High-voltage switchgear and controlgear - Part 111: Automatic circuit reclosers for alternating current systems up to and including 38 kV

IEC 62271-111:2019 applies to all overhead, pad-mounted, dry vault and submersible single or multi-pole alternating current automatic circuit reclosers for rated maximum voltages above 1 000 V and up to and including 38 kV.
Devices that require a dependent manual operation are not covered by this document.
In order to simplify this document where possible, the term recloser (or reclosers) has been substituted for automatic circuit recloser(s) or cutout mounted recloser(s) or both.
This third edition cancels and replaces the second edition, published in 2012, and constitutes a technical revision.
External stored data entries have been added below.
PR #483, opened 2021-03-17
Remove --sleep-interval flag from worker deployment templates

marquiz:
We don't want that as it makes dynamic configuration of the
sleep-interval via the config file impossible. It was set to the
internal default value, anyway.


ArangoGutierrez (approved):
wow we are all in core config way 
/lgtm

PR #486, opened 2021-03-18
scripts/update-gh-pages: fix helm repo update

marquiz:
Whitespace in release metadata json was not correctly handled.

Not surprisingly, we failed magnificently in production 🤦 
https://github.com/kubernetes-sigs/node-feature-discovery/runs/2137744191?check_suite_focus=true


adrianchiris:
Hmm, why didnt it fail when testing this on a fork ?

adrianchiris (commented):
reproduced locally by having the `GITHUB_*` env variables pointing to the upstream repo
it works as expected.

/lgtm

PR #488, opened 2021-03-18
github: two more steps to release process

marquiz:


.github/ISSUE_TEMPLATE/new-release.md
```diff
@@ -38,6 +38,10 @@ Please do not remove items from the checklist
 - [ ] Add a link to the tagged release in this issue.
 - [ ] Send an announcement email to `kubernetes-dev@googlegroups.com` with the subject `[ANNOUNCE] node-feature-discovery $VERSION is released`
 - [ ] Add a link to the release announcement in this issue
+- [ ] For a major release, update README in master branch
+  - [ ] Update references to point to `$VERSION` and submit a PR
```
adrianchiris, line 42: what are these references ?

should this be : run `prepare_release.sh $VERSION <KEY ID>` and only commit the README ?

.github/ISSUE_TEMPLATE/new-release.md
```diff
@@ -38,6 +38,10 @@ Please do not remove items from the checklist
 - [ ] Add a link to the tagged release in this issue.
 - [ ] Send an announcement email to `kubernetes-dev@googlegroups.com` with the subject `[ANNOUNCE] node-feature-discovery $VERSION is released`
 - [ ] Add a link to the release announcement in this issue
+- [ ] For a major release, update README in master branch
```
adrianchiris, line 41: what about a minor release ? e.g once v0.8.0 is released, say we need to release `v0.8.1` what will update helm chart in this case ?

.github/ISSUE_TEMPLATE/new-release.md
marquiz: > should this be : run `prepare_release.sh $VERSION <KEY ID>` and only commit the README ?
> 
> i assume it to replace any instance of current release with the new release e.g 0.7.0 -> 0.8.0

Basically yes, can be done with `prepare_release.sh`, too

.github/ISSUE_TEMPLATE/new-release.md
marquiz: Haven't had any, yet 🤞  But yes, a better solution would be nice

marquiz: Found out that we can actually trigger on publish release event 🤦 
https://github.com/kubernetes-sigs/node-feature-discovery/pull/489

PR #491, opened 2021-03-18
docs: describe Helm repo as the primary option for Helm

marquiz:


adrianchiris:
Now that we have the first release with Helm support, this doc change is certainly welcome.

/lgtm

The main changes with respect to the previous edition are as follows:
a) Deletion of the fault interrupter from the title, scope and body of the standard including the original Annex G. IEEE will develop a separate standard for this type of equipment used primarily in North America to be designated as IEEE C37.62;
b) Adoption of IEC 62271-1:2017 as a normative reference replacing both IEEE C37.100.1-2007 and IEC 62271-1:2007;
c) Adoption of the “standard test method” for the conduction of wet tests for both IEEE and IEC voltage ratings, reference 7.2.7.2 and Tables 2 and 3;
d) Line and cable charging tests in 7.101.6: added test voltage level requirements;
e) Added test specifications in 7.103.3 and 7.103.5 for effectively earthed neutral systems (first-pole-to-clear factor kpp = 1,3) making this an optional rating. The kpp parameters are used in lieu of the system terms;
f) Added low current tests in 7.104 as a replacement of the critical current tests;
g) Adopted the revised allowable temperature rise table of IEC 62271-1:2017 with an increase in the allowable temperature rise for certain points in non-oxidizing gases (NOG);
h) Time-current test requirements in 7.108: several changes including increased number of test current levels and tests at each level. Specified minimum number of curves to be tested;
i) Mechanical duty tests in 7.109: added requirements for testing at high and low temperature;
j) Replaced normative references IEC 60255-22-1 and IEC 60255-22-4 with IEC 60255-26 in 7.111.1;
k) Added pass/fail criteria for fault interruption tests with restrikes in 7.112.1;
l) Added Clauses 9, 10, 11, 12 and 13 similar to those in IEC 62271-1 but tailored to the recloser;
m) Deleted Annex A: Information and technical requirements to be given with enquiries, tenders and orders.
International Standard IEC 62271-111/IEEE Std C37.60 has been jointly revised by the Switchgear Committee of the IEEE Power and Energy Society, in cooperation with subcommittee 17A: Switching devices, of IEC technical committee 17: High-voltage switchgear and controlgear, under the IEC/IEEE Dual Logo Agreement.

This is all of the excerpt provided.